Mr. Lewitt spoke with us on September 19, 2008. 

What are the near-term events investors can expect from the market?  What do you expect will be the fate of Citibank, Morgan Stanley, Goldman Sachs, and Wachovia?  Do you expect to eventually see large-scale bank failures similar to what occurred during the S&L crisis?

In the near term, we can expect more volatility.  I expect Morgan Stanley to try to stay independent, but it is very likely it will be forced into a merger with a larger depository-taking institution.  I expect Goldman and Citigroup to stay independent for the moment.  I do expect many smaller banks to merge or go out of business because of bad mortgages or bad real estate loans.

In your article “The Fall of Lehman – How to Fix It – Part II” you make a number of recommendations to “correct the excesses” that led to the crisis.  Which of these should take the highest priority now in light of current events?

First should be limiting financial institutions’ leverage.  Second should be regulating the derivatives market and creating a central clearing house for the credit derivatives market.  Leverage limitations should be placed on credit default swap (CDS) trades.  After that, there is a long line of things that must be done, but those would be my top two priorities.

You have written that the major credit rating agencies still inexplicably retain an enormous amount of power.  How would you address this problem?

Credit agencies may need to be changed into not-for-profit institutions or government agencies in order to be relieved of the conflicts of interest that compromise their intellectual independence.  In the meantime, investors should ignore what they say because they have destroyed their credibility.

When will the economy begin to feel the inflationary impact of the bailout measures, and how severe do you expect that inflation to be?

It will take a couple of years for the inflationary impact to be felt, but it will be severe and long-lasting once it begins.

You have written that the only safe investments now are “Gold, short-term U.S. Treasuries, short-term Swiss and German government paper, the Swiss franc, and certain Asian currencies like the Singapore dollar.”  Would you completely avoid the global equities markets?

I would urge individual investors to completely avoid equities right now.  The market is trading like a casino.  Institutional investors are behaving like a bunch of nervous Nellies and would do better to think before they act for a while.   My answer is the same for investors with a two year time line.

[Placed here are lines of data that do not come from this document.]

PR #223, opened 2026-05-13
feat(GAME-062): wire commissioner/judge/legislator/party sprites; add character_demographics to scenario

cgruber:
## Prerequisites
- [ ] N/A | Parent PR merged: none

## Summary
- Wires all 5 character types (commissioner, judge, legislator, party, governor) to their PNG sprite sheets on the result screen — previously only governor was wired; the other 4 fell through to placeholder SVGs.
- Adds `character_demographics` optional field to `Scenario` (TypeScript model + JSON loader) so each scenario JSON can specify which demographic variant to show per character type, instead of a random or hash-derived selection.
- All 10 scenario JSON files updated with `character_demographics` mappings (game content files, not infrastructure; classified as D by diff-summary heuristic but contain no new services/pipelines).
- Sprite sheet layout constants (`CHAR_SHEET`, `CHAR_ROW_SCALE`) added for the 1408×768 non-governor sheet format.

## Validation performed
- [ ] N/A | kubectl dry-run passed (N/A — not a k8s change)
- [ ] N/A | sops decrypt verified (N/A — no secrets)
- [x] Bazel build `//web/...` passes cleanly

- Game web app (client-side only; no server changes)
- Scenario JSON files are game content shipped with the web app bundle; no new services or pipelines introduced

- Standard game release via `game/release.main.kts -- deploy --env dev` (branch test) or full semver release from main

## Tickets addressed
- see #TBD (GAME-062)

## Rollback
- Revert this commit; prior behavior showed placeholder SVGs for non-governor characters on the result screen

### DIFF
--- a/game/web/src/main.ts
+++ b/game/web/src/main.ts
@@ -739,13 +739,16 @@ const IS_DEBUG = (debugParam !== null && debugParam !== "off") ||
 		return criterionResults.filter(cr => cr.required && cr.passed).length;
 	}
 
-	const GOVERNOR_DEMOGRAPHICS = ["wm", "bm", "af"] as const;
-
-	// GAME-069: Governor sprite sheet layout (200px tall canonical):
-	// Sheet: 1376×752px. Pose columns: neutral 0–400, approve 400–880, disapprove 880–1376.
-	// Row-scale (84px target height): 84/752 ≈ 0.1117.
+	// GAME-069/GAME-062: Sprite sheet layout constants.
+	// Governor sheet: 1376×752px (unique dimensions).
+	// Pose columns: neutral 0–400, approve 400–880, disapprove 880–1376.
 	const GOV_ROW_SCALE = 84 / 752;
 	const GOV_SHEET = { neutral: { x: 0, w: 400 }, approve: { x: 400, w: 480 }, disapprove: { x: 880, w: 496 } };
+
+	// All other character sheets: 1408×768px, equal-thirds columns (469/469/470).
+	const CHAR_ROW_SCALE = 84 / 768;
+	const CHAR_SHEET_WIDTH = 1408;
+	const CHAR_SHEET = { neutral: { x: 0, w: 469 }, approve: { x: 469, w: 469 }, disapprove: { x: 938, w: 470 } };
 
 	// Placeholder SVG for non-governor character types.
 	function charPlaceholderSvg(state: "neutral" | "approve" | "disapprove"): string {
@@ -773,7 +776,6 @@ const IS_DEBUG = (debugParam !== null && debugParam !== "off") ||
 		slot: HTMLElement,
 		charType: CharacterType,
 		passed: boolean,
-		demo: string,
 	): { neutral: HTMLElement; verdict: HTMLElement } {
 		const neutralEl = document.createElement("div");
 		neutralEl.className = "rc-char-neutral";
@@ -781,10 +783,14 @@ const IS_DEBUG = (debugParam !== null && debugParam !== "off") ||
 		verdictEl.className = "rc-char-verdict";
 		verdictEl.style.opacity = "0";
 
+		// Demographic variant: read from scenario, fall back to "" (generic/no-suffix).
+		const demo = scenario.character_demographics?.[charType] ?? "";
+
 		if (charType === "governor") {
 			const n = GOV_SHEET.neutral;
 			const v = passed ? GOV_SHEET.approve : GOV_SHEET.disapprove;
-			const img = assetUrl(`assets/characters/governor-${demo}/sheet.png`);
+			const govDemo = demo || "wm"; // loader enforces non-empty; fallback guards stale/direct scenarios
+			const img = assetUrl(`assets/characters/governor-${govDemo}/sheet.png`);
 			const makeSprite = (col: { x: number; w: number }, label: string): HTMLElement => {
 				const s = document.createElement("div");
 				s.className = "character-sprite character-governor character-sprite--row";
@@ -799,8 +805,26 @@ const IS_DEBUG = (debugParam !== null && debugParam !== "off") ||
 			neutralEl.appendChild(makeSprite(n, "Character awaiting verdict"));
 			verdictEl.appendChild(makeSprite(v, passed ? "Approves" : "Disapproves"));
 		} else {
-			neutralEl.innerHTML = charPlaceholderSvg("neutral");
-			verdictEl.innerHTML = charPlaceholderSvg(passed ? "approve" : "disapprove");
+			// charType is commissioner | judge | legislator | party — all use 1408×768 sheets.
+			// party has no demographic variants (path: party/sheet.png).
+			// judge allows empty demo → bare judge/ directory; all others require non-empty (enforced by loader).
+			const dir = (charType !== "party" && demo) ? `${charType}-${demo}` : charType;
+			const img = assetUrl(`assets/characters/${dir}/sheet.png`);
+			const n = CHAR_SHEET.neutral;
+			const v = passed ? CHAR_SHEET.approve : CHAR_SHEET.disapprove;
+			const makeSprite = (col: { x: number; w: number }, label: string): HTMLElement => {
+				const s = document.createElement("div");
+				s.className = `character-sprite character-${charType} character-sprite--row`;
+				s.setAttribute("role", "img");
+				s.setAttribute("aria-label", label);
+				s.style.width = `${Math.round(col.w * CHAR_ROW_SCALE)}px`;
+				s.style.backgroundImage = `url('${img}')`;
+				s.style.backgroundPosition = `-${Math.round(col.x * CHAR_ROW_SCALE)}px 0%`;
+				s.style.backgroundSize = `${Math.round(CHAR_SHEET_WIDTH * CHAR_ROW_SCALE)}px 84px`;
+				return s;
+			};
+			neutralEl.appendChild(makeSprite(n, "Character awaiting verdict"));
+			verdictEl.appendChild(makeSprite(v, passed ? "Approves" : "Disapproves"));
 		}
 
 		slot.appendChild(neutralEl);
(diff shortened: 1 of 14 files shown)


game/web/src/main.ts
```diff
@@ -773,14 +776,16 @@ const IS_DEBUG = (debugParam !== null && debugParam !== "off") ||
...
-		demo: string,
 	): { neutral: HTMLElement; verdict: HTMLElement } {
 		const neutralEl = document.createElement("div");
 		neutralEl.className = "rc-char-neutral";
 		const verdictEl = document.createElement("div");
 		verdictEl.className = "rc-char-verdict";
 		verdictEl.style.opacity = "0";
 
+		// Demographic variant: read from scenario, fall back to "" (generic/no-suffix).
+		const demo = scenario.character_demographics?.[charType] ?? "";
```
cgruber, line 787: **Governor path will break when `character_demographics.governor` is absent or empty.**

`governor-${demo}` is evaluated unconditionally. When `demo` is `""` (field missing from `character_demographics`, or explicitly set to `""`), the asset URL becomes `assets/characters/governor-/sheet.png`, which produces a 404 and a blank sprite.

The old code always resolved a valid demo from `GOVERNOR_DEMOGRAPHICS` deterministically. The new code can produce an invalid path.

Currently scenario-002 is the only scenario with governor criteria, and it does include `"governor": "bm"` in `character_demographics`, so this isn't triggered yet. But any future scenario that uses `character: "instigator"` (or `character: "governor"`) and omits the `governor` key from `character_demographics` will silently break.

Suggested fix: add a fallback, e.g. `governor-${demo || "wm"}`, or throw/warn at load time if `character_demographics.governor` is absent when any criterion uses the governor character.

game/web/src/main.ts
```diff
@@ -798,6 +803,26 @@ const IS_DEBUG = (debugParam !== null && debugParam !== "off") ||
 			};
 			neutralEl.appendChild(makeSprite(n, "Character awaiting verdict"));
 			verdictEl.appendChild(makeSprite(v, passed ? "Approves" : "Disapproves"));
+		} else if (charType === "commissioner" || charType === "judge" || charType === "legislator" || charType === "party") {
+			// 1408×768 sheets. party has no demographic variants (path: party/sheet.png).
+			// Others: demo suffix if non-empty (e.g. commissioner-wf), else bare dir (e.g. judge).
+			const dir = (charType !== "party" && demo) ? `${charType}-${demo}` : charType;
```
cgruber, line 811: **`legislator` with empty demo will produce a broken path — no bare `legislator/` directory exists.**

The dir-resolution logic correctly falls back to `charType` (bare directory) when `demo` is empty: `(charType !== "party" && demo) ? ... : charType`. For `judge` this is fine because `assets/characters/judge/` exists.

However, only `legislator-bm/`, `legislator-wf/`, and `legislator-wm/` exist in `assets/characters/` — there is no bare `legislator/` directory. If a future scenario uses a criterion with `character: "legislator"` but omits `legislator` from `character_demographics`, demo will be `""`, dir will be `"legislator"`, and the asset URL will 404.

No current scenario triggers this (no criterion currently uses the legislator type), but the invariant is not enforced. Consider either:
1. Creating a bare `legislator/` directory as a default fallback, or
2. Requiring `character_demographics.legislator` at load time when any criterion uses it, similar to how `governor` should be handled.

game/web/src/model/loader.ts
```diff
@@ -587,6 +587,22 @@ export function loadScenario(json: unknown): Scenario {
     instigator_character = icVal as CharacterType;
   }
 
+  let character_demographics: Partial<Record<CharacterType, string>> | undefined;
+  if (raw["character_demographics"] !== undefined) {
+    const cd = raw["character_demographics"];
+    if (typeof cd !== "object" || cd === null || Array.isArray(cd)) {
+      throw new Error("character_demographics: must be an object");
+    }
+    const validChars: string[] = ["governor", "commissioner", "party", "judge", "legislator"];
```
cgruber: **Loader silently accepts `"party"` key in `character_demographics`, but the render path ignores it.**

`validChars` includes `"party"`, so `{"party": "foo"}` is a valid payload from the loader's perspective. But the render code does `charType !== "party"` which means the demo value is ignored for party characters — the path is always `assets/characters/party/sheet.png`.

The JSDoc comment on `Scenario.character_demographics` already says `"party" has no variants and should be omitted`. The loader should enforce this to prevent silently misleading data:

```ts
if (key === "party") {
  throw new Error('character_demographics: "party" has no demographic variants and must be omitted');
}
```

game/web/src/main.ts
cgruber: Fixed. Two-layer fix: (1) loader.ts now validates that governor (and commissioner/legislator) demographic values must be non-empty strings — bare directories don't exist for these types, so an empty value is rejected at parse time with a clear error message. (2) main.ts adds a `govDemo = demo || "wm"` runtime fallback as belt-and-suspenders for any scenario that bypasses the loader (e.g. direct construction in tests).

game/web/src/main.ts
cgruber: Fixed. The loader now enforces non-empty demographic values for `"legislator"` (along with `"governor"` and `"commissioner"`) since none of these have bare directories. Any scenario that omits the key simply won't have a legislator character slot — the empty-demo path is only reachable if a future scenario incorrectly sets `"legislator": ""`, which will now throw at load time.

game/web/src/model/loader.ts
cgruber: Fixed. Removed `"party"` from `validChars` and added an explicit early check that throws a clear error: `"party" has no demographic variants and must be omitted`. This enforces the contract at load time rather than silently discarding the value.

game/web/src/main.ts
```diff
@@ -798,6 +804,26 @@ const IS_DEBUG = (debugParam !== null && debugParam !== "off") ||
...
```
cgruber, line 811: Latent 404: asymmetric fallback vs. governor path.

The governor branch above does `demo || "wm"`, so a scenario without a `character_demographics.governor` entry (or with `""`) safely falls back to a real asset directory. This branch has no equivalent guard:

```ts
const dir = (charType !== "party" && demo) ? `${charType}-${demo}` : charType;
```

When `demo` is `""` (key absent → `?? ""` on line above), `dir` becomes `"commissioner"` or `"legislator"` — neither of which has a bare asset directory (`assets/characters/commissioner/sheet.png` does not exist). The loader's `requiresSuffix` check catches this if the key is *present with an empty string*, but the key can simply be *absent* — every scenario with validity rows implicitly displays a commissioner character via the `?? { type: "commissioner" }` fallback.

All 11 scenarios in this PR do supply a non-empty `commissioner` entry, so this is latent rather than currently broken. But it's an easy foot-gun for the next scenario added. Consider mirroring the governor pattern:

```ts
const safeDemo = (charType !== "party")
  ? (demo || defaultDemoFor(charType))  // e.g. "wf" for commissioner, "wf" for legislator
  : "";
const dir = safeDemo ? `${charType}-${safeDemo}` : charType;
```

Or at minimum add a `// NOTE: commissioner and legislator have no bare fallback dir; scenario must supply demographics` comment so future authors know the requirement.

game/web/src/main.ts
```diff
@@ -798,6 +804,26 @@ const IS_DEBUG = (debugParam !== null && debugParam !== "off") ||
...
+				s.style.width = `${Math.round(col.w * CHAR_ROW_SCALE)}px`;
+				s.style.backgroundImage = `url('${img}')`;
+				s.style.backgroundPosition = `-${Math.round(col.x * CHAR_ROW_SCALE)}px 0%`;
+				s.style.backgroundSize = `${Math.round(CHAR_SHEET_WIDTH * CHAR_ROW_SCALE)}px 84px`;
+				return s;
+			};
+			neutralEl.appendChild(makeSprite(n, "Character awaiting verdict"));
+			verdictEl.appendChild(makeSprite(v, passed ? "Approves" : "Disapproves"));
 		} else {
 			neutralEl.innerHTML = charPlaceholderSvg("neutral");
```
cgruber: Dead code: this `else` branch is now unreachable.

The preceding `if` covers `"governor"` and the `else if` covers all four remaining `CharacterType` values (`"commissioner" | "judge" | "legislator" | "party"`). `CharacterType` is a closed union — there is no fifth variant that could reach this branch.

The `charPlaceholderSvg` function and its constants are therefore also dead. Not a bug, but they add noise and can be removed (or kept intentionally as a "never" safety net with a comment).

game/web/src/model/scenario.ts
```diff
@@ -256,6 +256,10 @@ export interface Scenario {
 	narrative: Narrative;
 	/** Which character type plays the instigator role in this scenario. Resolves "instigator" character refs on criteria. */
 	instigator_character?: CharacterType;
+	/** Demographic variant per character type for result-screen sprites.
+	 *  Key = CharacterType; value = demographic suffix (e.g. "wm", "bm", "af", "lm", "naf", "wf", "bf", or "" for the
```
cgruber: JSDoc says `""` is "the generic/default variant" but the loader rejects empty strings for governor, commissioner, and legislator.

```
Key = CharacterType; value = demographic suffix (e.g. "wm", "bm", "af", ..., or "" for the
generic/default variant)
```

`""` is only valid for `judge` (the only type with a bare `judge/` asset directory). For `governor`, `commissioner`, and `legislator` the loader throws `demographic suffix must be non-empty`. The comment should clarify which types accept `""`:

```ts
/** Demographic variant per character type for result-screen sprites.
 *  Key = CharacterType (excluding "party"); value = demographic suffix (e.g. "wm", "bf", "lm",
 *  "naf"…). Use "" only for types that have a bare asset directory (currently: "judge").
 *  Governor, commissioner, and legislator require a non-empty suffix.
 *  "party" has no variants and must be omitted entirely. */
```

game/web/src/main.ts
cgruber: Fixed. Collapsed the `else if` for non-governor types into a plain `else` (since governor is the only other branch and all remaining CharacterType values are in that arm). Updated the comment to explicitly document that judge is the only type permitting an empty suffix, and that loader enforces non-empty for the others.

game/web/src/main.ts
cgruber: Fixed. The `else if (charType === "commissioner" || ...)` is now a plain `else`, eliminating the dead branch entirely. TypeScript will still exhaustiveness-check the outer `if (charType === "governor")` vs `else` correctly since CharacterType is a closed union.

game/web/src/model/scenario.ts
cgruber: Fixed. JSDoc now says: "Empty string is valid only for 'judge' (resolves to the bare judge/ directory); governor/commissioner/legislator require a non-empty suffix."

I think stock market risk will remain high for at least that long.

Is there a nightmare scenario that scares you and, if so, what is that scenario and how likely is it?

I think we saw the nightmare scenario, the failure of AIG.  The only other nightmare scenario out there is the collapse of General Electric Credit, and I have no reason to believe that would happen.  If we haven’t seen Armageddon, we better hope we never see it because we came as close as possible to a complete collapse of the global financial system this week.